Compositional Hardness of Code in Large Language Models -- A Probabilistic Perspective
Yotam Wolf, Binyamin Rothberg, Dorin Shteyman, Amnon Shashua
TL;DR
This work identifies an in-context hardness of composition in large language models for coding tasks, where solving multiple subproblems within a single context dramatically increases the generation complexity. By modeling LLMs as autoregressive generators subject to noise from mixing subproblems (screening), the authors prove an exponential gap between solving a composite problem in one context versus distributing subproblems across multiple agents. They formalize generation complexity $N(P,x)$, derive bounds showing $N(P,(x_1\oplus x_2))$ can exceed $N(P,x_1)N(P,x_2)$ by a factor exponential in the total sub-solution length, and validate these results empirically on several models and composite datasets. The findings advocate multi-agent, task-distribution strategies for complex coding tasks and offer a lens on effective context length through the screening phenomenon.
Abstract
A common practice in large language model (LLM) usage for complex analytical tasks such as code generation, is to sample a solution for the entire task within the model's context window.
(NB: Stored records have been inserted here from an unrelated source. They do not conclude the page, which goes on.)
PR #3643, opened 2025-05-20
Fix @mtkmodel to work without using ModelingToolkit

### LINKED ISSUE #3640: `@mtkmodel` macro requires imports from MTK
**Describe the bug 🐞**
The `@mtkmodel` macro expands to code which relies on certain names beeing presend in the calling context, for example `Num` and `Equation`. As of https://github.com/SciML/ModelingToolkit.jl/pull/3526 also `System` (see [this line](https://github.com/SciML/ModelingToolkit.jl/blame/5346ce784a3696020695aa9feee64ad42204c7dc/src/systems/model_parsing.jl#L131))

This is breaking in contexts which use only implicit imports, for example I hadn't imported `System` before. I guess everything should be called via `ModelingToolkit.$sym`? But in general you cannot even assume that `ModelingToolkit` is defined in the calling module...

**Expected behavior**

Only depend on `using Modelingtoolkit: @mtkmodel` to use `@mtkmodel` macro.

```julia
using ModelingToolkit: ModelingToolkit, @mtkmodel, @variables, @parameters, t_nounits as t # those kinda make sense
using ModelingToolkit: Equation, Num, System # <- this is needed
@mtkmodel MyModel begin
    @variables begin
        x(t)
        y(t)
    end
    @parameters begin
        a
    end
    @equations begin
        y ~ a * x
    end
end
MyModel(; name=:foo)
```

cstjean:
Fix #3640 

Incidentally,  `include("test/model_parsing.jl")` at the REPL fails with 

```julia
ERROR: LoadError: IOError: stat("//www.w3.org/2000\\svg\" width=\"80\" height=\"30\">\n<path d=\"M10 15\nl15 0\nl2.5 -5\nl5 10\nl5 -10\nl5 10\nl5 -10\nl5 10\nl2.5 -5\nl15 0\" stroke=\"black\" stroke-width=\"1\" stroke-linejoin=\"bevel\" fill=\"none\"><\\path>\n<\\svg>\n"): unknown error (UNKNOWN)
```
on Windows. Is there any easy fix for that?

### DIFF
--- a/src/systems/model_parsing.jl
+++ b/src/systems/model_parsing.jl
@@ -42,8 +42,9 @@ function flatten_equations(eqs::Vector{Union{Equation, Vector{Equation}}})
 end
 
 function _model_macro(mod, fullname::Union{Expr, Symbol}, expr, isconnector)
+    MTK = ModelingToolkit
     if fullname isa Symbol
-        name, type = fullname, :System
+        name, type = fullname, :($MTK.System)
     else
         if fullname.head == :(::)
             name, type = fullname.args
@@ -74,9 +75,9 @@ function _model_macro(mod, fullname::Union{Expr, Symbol}, expr, isconnector)
     push!(exprs.args, :(parameters = []))
     # We build `System` by default; vectors can't be created for `System` as it is
     # a function.
-    push!(exprs.args, :(systems = ModelingToolkit.AbstractSystem[]))
-    push!(exprs.args, :(equations = Union{Equation, Vector{Equation}}[]))
-    push!(exprs.args, :(defaults = Dict{Num, Union{Number, Symbol, Function}}()))
+    push!(exprs.args, :(systems = $MTK.AbstractSystem[]))
+    push!(exprs.args, :(equations = Union{$MTK.Equation, Vector{$MTK.Equation}}[]))
+    push!(exprs.args, :(defaults = Dict{$MTK.Num, Union{Number, Symbol, Function}}()))
 
     Base.remove_linenums!(expr)
     for arg in expr.args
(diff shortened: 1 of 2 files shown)


src/systems/model_parsing.jl
```diff
@@ -74,9 +75,9 @@ function _model_macro(mod, fullname::Union{Expr, Symbol}, expr, isconnector)
     push!(exprs.args, :(parameters = []))
     # We build `System` by default; vectors can't be created for `System` as it is
     # a function.
-    push!(exprs.args, :(systems = ModelingToolkit.AbstractSystem[]))
-    push!(exprs.args, :(equations = Union{Equation, Vector{Equation}}[]))
-    push!(exprs.args, :(defaults = Dict{Num, Union{Number, Symbol, Function}}()))
+    push!(exprs.args, :(systems = $MTK.AbstractSystem[]))
```
AayushSabharwal, line 78: Is prepending `$MTK.` to everything really the solution? What if we did this instead:
```suggestion
    push!(exprs.args, :(systems = $AbstractSystem[]))
```

Also wouldn't this need to be done in more places? e.g. where `@variables` is called.

cstjean: See the discussion around https://discourse.julialang.org/t/adding-method-to-function-in-macro/128613/6 . If you're going to `esc` the expression, then you need either `$MTK.AbstractSystem` or `$AbstractSystem`, but there are places where the latter will fail. In particular, you can't `$@some_macro` obviously. I always use the former style for that reason, but I don't mind changing this PR to `$AbstractSystem` if that's your preference.

> Also wouldn't this need to be done in more places? 

Yes, absolutely. I didn't want to venture outside of my MTK comfort zone.

> e.g. where @variables is called.

?

cstjean: Yes, I always prefix functions, types and macros with `$MyModule.` when using `esc` It's the flip side of skipping macro hygiene.

In this particular case it doesn't matter because the user will feel compelled to `import ModelingToolkit: @variables` anyway, but that's not reliable in general.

Previous works have shown that subtask decomposition within the model's context (chain of thought), is beneficial for solving such tasks. In this work, we point a limitation of LLMs' ability to perform several sub-tasks within the same context window - an in-context hardness of composition, pointing to an advantage for distributing a decomposed problem in a multi-agent system of LLMs. The hardness of composition is quantified by a generation complexity metric, i.e., the number of LLM generations required to sample at least one correct solution. We find a gap between the generation complexity of solving a compositional problem within the same context relative to distributing it among multiple agents, that increases exponentially with the solution's length. We prove our results theoretically and demonstrate them empirically.